Have you ever decided what you think will happen in a book based on the title, front cover or the first few chapters, then left confused when that doesn't happen? I recently listened to The All-Girl Filling Station's Last Reunion by Fannie Flagg (Fried Green Tomatoes at the Whistle Stop Cafe). While I enjoyed the book overall, the title just simply doesn't measure up to the storyline of the book.
The book takes place in two different times and places that come together later in the book. Sookie is a 60-year-old woman living in Alabama who discovers that she was adopted, a fact that her nonagenarian mother (still living) never revealed to her. Fritzi is a young woman in Pulaski, Wisconsin, working with her family at a filling station when the United States enters World War II. As Sookie begins researching her past, she puts previously unknown pieces of her history together, which fits in with the Jurdabralinski sisters.
I had in my head early in the book that with "Reunion" in the title, Sookie would discover not that she had been adopted, but that her mother had worked at at all-girl filling station during World War II when some women were placed in men's roles while they were overseas. I had in mind that Sookie's mother Lenore would be invited to a reunion of all the women who worked at this filling station. Sookie, whose relationship with her mother wasn't an easy one, would have traveled with her mother to this reunion. All this extra time together would have helped them talk through some things from their past, and come away from the trip with a greater understanding of each other and a stronger mother-daughter relationship. I had also imagined that Sookie would have really enjoyed meeting all the women who knew her mother decades before and hearing those women tell stories about her mother that she'd never heard.

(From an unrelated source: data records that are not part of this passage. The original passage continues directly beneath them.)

PR #1275, opened 2018-01-27
TICKET 0023894: Manage User Page - Search Section ALSO on PAGE TOP

fmancardi:
In addition, a help icon has been added to remember user using this feature that users can be searched by providing username or email.

### DIFF
--- a/manage_user_page.php
+++ b/manage_user_page.php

As the book went on and my first ideas didn't line up with the plot, I formulated a new plan: as Sookie learned of her birth family and their business, she would become interested in meeting her mother and aunts who had run the filling station during the war. "Reunion" would mean that Sookie would travel to Wisconsin to meet them all, and this would be her first meeting of her birth family.
Neither one of these theories panned out, and I won't go into detail in case it spoils the book for the rest of you. I will say, though, that while I enjoyed a fun story with some historical base, the book needs a better, truer title. The title just doesn't measure up with what the book is really about.